Can you tell us about your upcoming keynote at EARL and what the key take-home messages will be for delegates?
I’m going to talk about functional programming which I think is one of the most important programming techniques used with R. It’s not something you need on day 1 as a data scientist but it gives you some really powerful tools for repeating the same action again and again with code. It takes a little while to get your head around it but recently, because I’ve been working writing the second edition of Advanced R, I’ve prepared some diagrams that make it easier to understand. So the take-home message will be to use more functional programming because it will make your life easier!
Writer, developer, analyst, educator or speaker – what do you enjoy most? Why?
The two things that motivate me most in the work that I do is the intellectual joy of understanding how you can take a big problem and break it up into small pieces that can be combined together in different ways – for example, the algebras and grammars of tools like dplyr and ggplot2. I’ve been working a lot in Advanced R to understand how the bits and pieces of R fit together which I find really enjoyable.
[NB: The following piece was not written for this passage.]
PR #941, opened 2025-03-11
feat: show skip reason by default

### LINKED ISSUE #940: Add option to display  reason for skipped sessions in the summary

In large projects, there can be multiple reasons why tests are skipped. For example, some tests might be skipped on Python 3.13 due to compatibility issues, while others could be skipped due to missing dependencies, platform-specific constraints, etc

The other thing that I really enjoy is hearing from people who have done cool stuff with the things that I’ve worked on which has made their life easier – whether that’s on Twitter or in person. Those are the two things that I really enjoy and pretty much everything else comes out of that. Educating, for example, is just helping other people understand how I’ve broken down a problem and sharing in ways that they can understand too.
What is your preferred industry or sector for data, analysis and applying the tools that you have developed?
I don’t do much data analysis myself anymore so when I do it, it’s normally data related to me in some way or, for example, data on RStudio packages. I do enjoy challenges like figuring out how to get data from a web API and turning it into something useful but the domain for my analysis is very broadly on data science topics.
When developing what are your go-to resources?
I still use StackOverflow quite a bit and Google in general. I also do quite a bit of comparative reading to understand different programming languages, seeing what’s going on across different languages, the techniques being used and learning about the evolving practices in other languages which is very helpful.
Is there anything that has surprised you about how any of the tools you’ve created has been used by others?
I used to but I’ve lost my capability to be surprised now just because the diversity of uses is crazy. I guess now, I think it’s most notable is when someone uses any of my tools to commit academic fraud (well-publicised examples sometimes). Otherwise, people are using R and data to understand pretty much every aspect of the world which is really neat.
What are the biggest changes that you see between data science now and when you started?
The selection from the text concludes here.